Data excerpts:
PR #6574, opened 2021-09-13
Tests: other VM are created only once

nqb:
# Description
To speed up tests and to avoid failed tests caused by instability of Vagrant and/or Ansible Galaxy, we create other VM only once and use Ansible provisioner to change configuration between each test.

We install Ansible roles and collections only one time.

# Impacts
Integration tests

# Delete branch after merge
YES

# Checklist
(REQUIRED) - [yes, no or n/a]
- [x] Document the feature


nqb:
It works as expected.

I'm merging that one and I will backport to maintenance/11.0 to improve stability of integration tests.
...
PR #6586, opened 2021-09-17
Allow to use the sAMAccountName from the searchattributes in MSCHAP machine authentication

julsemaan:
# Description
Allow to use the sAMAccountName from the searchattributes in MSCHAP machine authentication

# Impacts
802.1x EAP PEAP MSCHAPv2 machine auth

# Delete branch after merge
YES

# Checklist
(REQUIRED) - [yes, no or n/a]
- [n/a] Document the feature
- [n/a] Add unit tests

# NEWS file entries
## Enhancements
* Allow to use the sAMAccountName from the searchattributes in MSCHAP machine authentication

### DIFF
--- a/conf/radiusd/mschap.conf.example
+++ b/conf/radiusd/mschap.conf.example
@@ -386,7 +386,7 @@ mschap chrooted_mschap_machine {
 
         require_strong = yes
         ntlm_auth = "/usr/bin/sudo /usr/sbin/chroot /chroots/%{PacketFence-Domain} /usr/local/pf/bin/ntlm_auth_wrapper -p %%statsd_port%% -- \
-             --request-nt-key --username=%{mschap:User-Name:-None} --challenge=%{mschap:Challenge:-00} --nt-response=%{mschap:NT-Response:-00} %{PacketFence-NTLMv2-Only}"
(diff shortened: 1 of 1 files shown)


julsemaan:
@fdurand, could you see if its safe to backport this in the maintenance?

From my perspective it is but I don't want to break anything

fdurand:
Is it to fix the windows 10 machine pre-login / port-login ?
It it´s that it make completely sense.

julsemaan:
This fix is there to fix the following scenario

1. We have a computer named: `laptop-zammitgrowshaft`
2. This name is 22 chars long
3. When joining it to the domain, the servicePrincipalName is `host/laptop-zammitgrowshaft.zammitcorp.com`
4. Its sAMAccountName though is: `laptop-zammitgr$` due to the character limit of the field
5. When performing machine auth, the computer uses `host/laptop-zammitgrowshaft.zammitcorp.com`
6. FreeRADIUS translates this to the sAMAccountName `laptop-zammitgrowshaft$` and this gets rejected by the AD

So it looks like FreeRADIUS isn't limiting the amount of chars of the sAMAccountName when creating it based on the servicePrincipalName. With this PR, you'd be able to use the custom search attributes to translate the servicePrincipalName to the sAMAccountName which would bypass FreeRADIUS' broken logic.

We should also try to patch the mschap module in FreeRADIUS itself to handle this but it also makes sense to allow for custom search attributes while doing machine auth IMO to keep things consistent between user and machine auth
* * *
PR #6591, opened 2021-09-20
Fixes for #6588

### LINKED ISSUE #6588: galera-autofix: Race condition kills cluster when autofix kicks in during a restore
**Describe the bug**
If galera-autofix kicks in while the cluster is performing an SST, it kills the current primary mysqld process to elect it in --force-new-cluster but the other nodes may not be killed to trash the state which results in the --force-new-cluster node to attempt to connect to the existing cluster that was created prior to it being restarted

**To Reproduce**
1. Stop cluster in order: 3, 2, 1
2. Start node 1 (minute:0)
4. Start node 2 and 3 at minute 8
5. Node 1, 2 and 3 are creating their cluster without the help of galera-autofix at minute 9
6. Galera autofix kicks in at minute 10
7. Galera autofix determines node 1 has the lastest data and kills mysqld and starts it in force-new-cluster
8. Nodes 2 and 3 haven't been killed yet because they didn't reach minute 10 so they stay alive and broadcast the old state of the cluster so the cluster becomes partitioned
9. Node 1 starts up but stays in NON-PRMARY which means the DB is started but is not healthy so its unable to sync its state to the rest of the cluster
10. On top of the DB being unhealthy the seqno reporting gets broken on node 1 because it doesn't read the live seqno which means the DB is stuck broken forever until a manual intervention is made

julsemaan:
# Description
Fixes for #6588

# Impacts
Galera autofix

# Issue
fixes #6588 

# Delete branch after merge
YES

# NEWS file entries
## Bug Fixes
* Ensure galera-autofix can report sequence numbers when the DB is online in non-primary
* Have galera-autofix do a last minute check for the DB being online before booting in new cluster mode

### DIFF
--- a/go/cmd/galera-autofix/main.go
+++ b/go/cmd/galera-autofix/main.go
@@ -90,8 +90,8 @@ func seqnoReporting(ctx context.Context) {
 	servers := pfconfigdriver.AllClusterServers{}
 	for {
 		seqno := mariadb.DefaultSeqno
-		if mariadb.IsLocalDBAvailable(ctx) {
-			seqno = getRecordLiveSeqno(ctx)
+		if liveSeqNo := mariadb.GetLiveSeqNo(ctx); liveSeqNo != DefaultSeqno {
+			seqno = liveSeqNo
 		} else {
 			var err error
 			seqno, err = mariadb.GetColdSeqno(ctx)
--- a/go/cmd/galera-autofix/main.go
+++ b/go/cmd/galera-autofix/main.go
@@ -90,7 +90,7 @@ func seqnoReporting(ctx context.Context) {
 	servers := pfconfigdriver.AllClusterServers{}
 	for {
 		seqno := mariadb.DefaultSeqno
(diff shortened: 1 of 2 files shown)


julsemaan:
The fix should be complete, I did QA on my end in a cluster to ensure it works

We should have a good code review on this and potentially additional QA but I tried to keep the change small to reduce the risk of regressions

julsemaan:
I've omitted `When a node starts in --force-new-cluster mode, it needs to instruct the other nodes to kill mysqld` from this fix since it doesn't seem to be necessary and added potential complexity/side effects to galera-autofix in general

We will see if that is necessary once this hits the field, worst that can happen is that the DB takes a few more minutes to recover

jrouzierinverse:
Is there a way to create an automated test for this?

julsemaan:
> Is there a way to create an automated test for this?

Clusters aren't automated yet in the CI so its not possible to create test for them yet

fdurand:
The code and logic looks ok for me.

[TASK INSTRUCTIONS]
Among the lines above, return each one holding the string "broken".

[RESULT OF THE TASK]
So it looks like FreeRADIUS isn't limiting the amount of chars of the sAMAccountName when creating it based on the servicePrincipalName. With this PR, you'd be able to use the custom search attributes to translate the servicePrincipalName to the sAMAccountName which would bypass FreeRADIUS' broken logic.
10. On top of the DB being unhealthy the seqno reporting gets broken on node 1 because it doesn't read the live seqno which means the DB is stuck broken forever until a manual intervention is made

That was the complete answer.